How to prove $\sin(x)\arccos(x) + x\cos(x) > 0$

Question

How to solve this: $\sin(x)\arccos(x) + x\cos(x) > 0$? I have drawn some graphs and investigated that $0<x\leq1$. But how to prove it?

Answer 1

Not a sufficient proof.

Because of the $\cos ^{-1}(x)$, the domain is limited to $-1 \leq x \leq 1$. Using a Taylor expansion built around $x=0$, we have $$f(x)=\sin (x) \cos ^{-1}(x)+x \cos (x)=\left(1+\frac{\pi }{2}\right) x-x^2-\left(\frac{1}{2}+\frac{\pi }{12}\right) x^3+O\left(x^5\right)$$ and the rhs does not show, in the considered interval, any root except the trivial $x=0$. The rhs goes through a maximum at $$x_*=\frac{\sqrt{160+64 \pi +8 \pi ^2}-8}{12+2 \pi }\approx 0.709757 \implies f(x_*) \approx 1.04772$$ and $f(1)=\cos(1) >0$.

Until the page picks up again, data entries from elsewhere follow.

PR #744, opened 2022-12-02
[ADD] delivery_control: Pickings with no partners able to be cancelled

armandcela:
Story: 3208

### DIFF
--- a/addons/udes_delivery_control/views/stock_picking.xml
+++ b/addons/udes_delivery_control/views/stock_picking.xml
@@ -21,7 +21,7 @@
             </xpath>
             <!-- Make partner field mandatory -->
             <xpath expr="//field[@name='partner_id']" position="attributes">
-                <attribute name="attrs">{'required': [('u_is_delivery_control', '=', True)], 'readonly': [('state', '!=', 'draft')]}</attribute>
+                <attribute name="attrs">{'required': [('state', '=', 'draft'), ('u_is_delivery_control', '=', True)], 'readonly': [('state', '!=', 'draft')]}</attribute>
             </xpath>
             <!-- Add page to notebook -->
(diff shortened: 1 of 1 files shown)


addons/udes_delivery_control/views/stock_picking.xml
```diff
@@ -21,7 +21,7 @@
             </xpath>
             <!-- Make partner field mandatory -->
             <xpath expr="//field[@name='partner_id']" position="attributes">
-                <attribute name="attrs">{'required': [('u_is_delivery_control', '=', True)], 'readonly': [('state', '!=', 'draft')]}</attribute>
+                <attribute name="attrs">{'required': [('state', '=', 'draft'), ('u_is_delivery_control', '=', True)], 'readonly': [('state', '!=', 'draft')]}</attribute>
```
PeterAlabaster, line 24: do says `Partner is not a required field.` - are we sure it should be required in draft?

armandcela: It says that we should be able to cancel pickings if they by mistake have been created without partner. I suppose from files(EDI or importing somewhere else).

In draft we can delete it etc, so in other states should be able to cancel.
I removed in the UI to be required in other states as in fact will be readonly but that will allow to cancel

armandcela: Checked even the comments that Peter C has noted and i think we just want a way to be able to cancel when is ready. But i think we need to have the functionality to be required when created a delivery control

PeterAlabaster: Ok, resolving

PeterAlabaster (approved):

adamrpatrick (approved):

For the fun of it, plot the function and the Taylor series on the same graph.

Answer 2

The domain here is $[-1,1]$. Clearly, when $x = 0$, the left hand side evaluates to $0$, so it doesn't hold.

When $x\in[-1,0)$, we have $\sin(x) < 0$ and $\arccos(x) > 0$, so the first term is negative; similarly, $x < 0$ and $\cos(x) > 0$, so the second term is negative. Thus the left hand side is negative, and so it doesn't satisfy the inequality.

Finally, when $x\in(0,1]$, we have $\sin(x),\cos(x),x > 0$ and $\arccos(x) \geq 0$, so the left hand side must be positive, thus satisfying the inequality.